After Sammy had gone back to Patience’s, Rebus had called Gill Templer. He needed advice, he told her. They arranged to meet at her health club. She had a sauna and massage booked; they could talk in the bar after that.
There was a view from the bar’s first-floor window down on to a quiet New Town street. All around Rebus sat healthy people, tanned and smiling with good teeth and trim confidence. He knew he fitted in like a paedophile in a classroom.
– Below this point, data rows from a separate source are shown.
PR #2860, opened 2023-01-20
An Editor option which swapps line numbers column and line marks column

### LINKED ISSUE #2220: Enhance creating bookmarks

octaeder:
This PR adds a checkbox option to the editor config page. This option allows the user to have the line numbers of the editor left to the line marks. Thus both columns have constant distance to the editor window independent of the  total number of lines of the editor. This PR closes #2220 where this was discussed.

Note: Changing this option takes only effect when opening new editors or when restarting txs. This seems to be ok since this option is intended to be changed only once. Even so I tried to code that all editors (visible or invisible) are changed immediately. But I didn't succeed.

Comparison Line Marks to the left (default) vs. Line Numbers to the left:

linesAndMarks

Option:

grafik

### DIFF
--- a/src/configdialog.ui
+++ b/src/configdialog.ui
@@ -1670,6 +1670,16 @@ Then you can select a new shortcut by one of the following ways:
                     </item>
                    </widget>
                   </item>
+                  <item row="11" column="2">
+                   <widget class="QCheckBox" name="checkBoxLineNumbersFirst">
+                    <property name="toolTip">
+                     <string>This moves the column with the line numbers from the right to the left of the column with the line marks.</string>
+                    </property>
+                    <property name="text">
+                     <string>Line numbers to the left of line markers</string>
+                    </property>
+                   </widget>
+                  </item>
                   <item row="15" column="0" colspan="2">
                    <widget class="QCheckBox" name="checkBoxInlineCheckNonTeXFiles">
                     <property name="text">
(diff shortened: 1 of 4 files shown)


sunderme:
In my opinion this is not a (good) solution for #2220 .
As stated in that discussion, the point is unclear visualization for where to click.
Having gray bars left **and** right of the line numbers is not really an improvement.
The solution is tolerance of the click, i.e. clicking on the line number panel also sets bookmarks.

octaeder:
I agree that lines and colors are not a good solution. So I didn't do so.
A click on a line number sets the cursor at the start of the line. Maybe not only me would miss this.
This PR gives the user an option to choose what he likes. And the solution gives orientation without dropping functionality.
In addition the large and variable distance between the marks and numbers is removed.
You could add your suggestion as an option, too.

sunderme:
basically anything behind an option is dead code

So, my suggestion would be to change the cursor, as qtcreator does it.
grafik
Then we don't need to change the layout.

sunderme:
This is implemented now, as it is a one-liner.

He had trashed his bender clothes, just trashed them, and was wearing the gear he’d bought for the trip to Sir Iain’s.
Gill came in and nodded towards him, then went to the bar and bought herself something non-alcoholic. Her skin glowed as she came over to his table. ‘You look rough,’ she said.
‘You should have seen me earlier. You could have sanded doors with me.’
She picked a sliver of orange out of her glass and sucked on it. ‘So what’s the big mystery?’
He told her the whole story. She started to look uncomfortable halfway through, the look changing by degrees to simple bemusement.
‘I’ll take another orange juice, if you’re buying,’ she said when he’d finished.
She needed time to think, so Rebus didn’t hurry the barman. But when he came back to the table, she still didn’t have anything to say.
‘See, Gill, what I need is the nod on a search warrant, so I can go into Gunner’s house and seize the file and the tape. We could get one from a JP — there are enough councillors left to choose from.’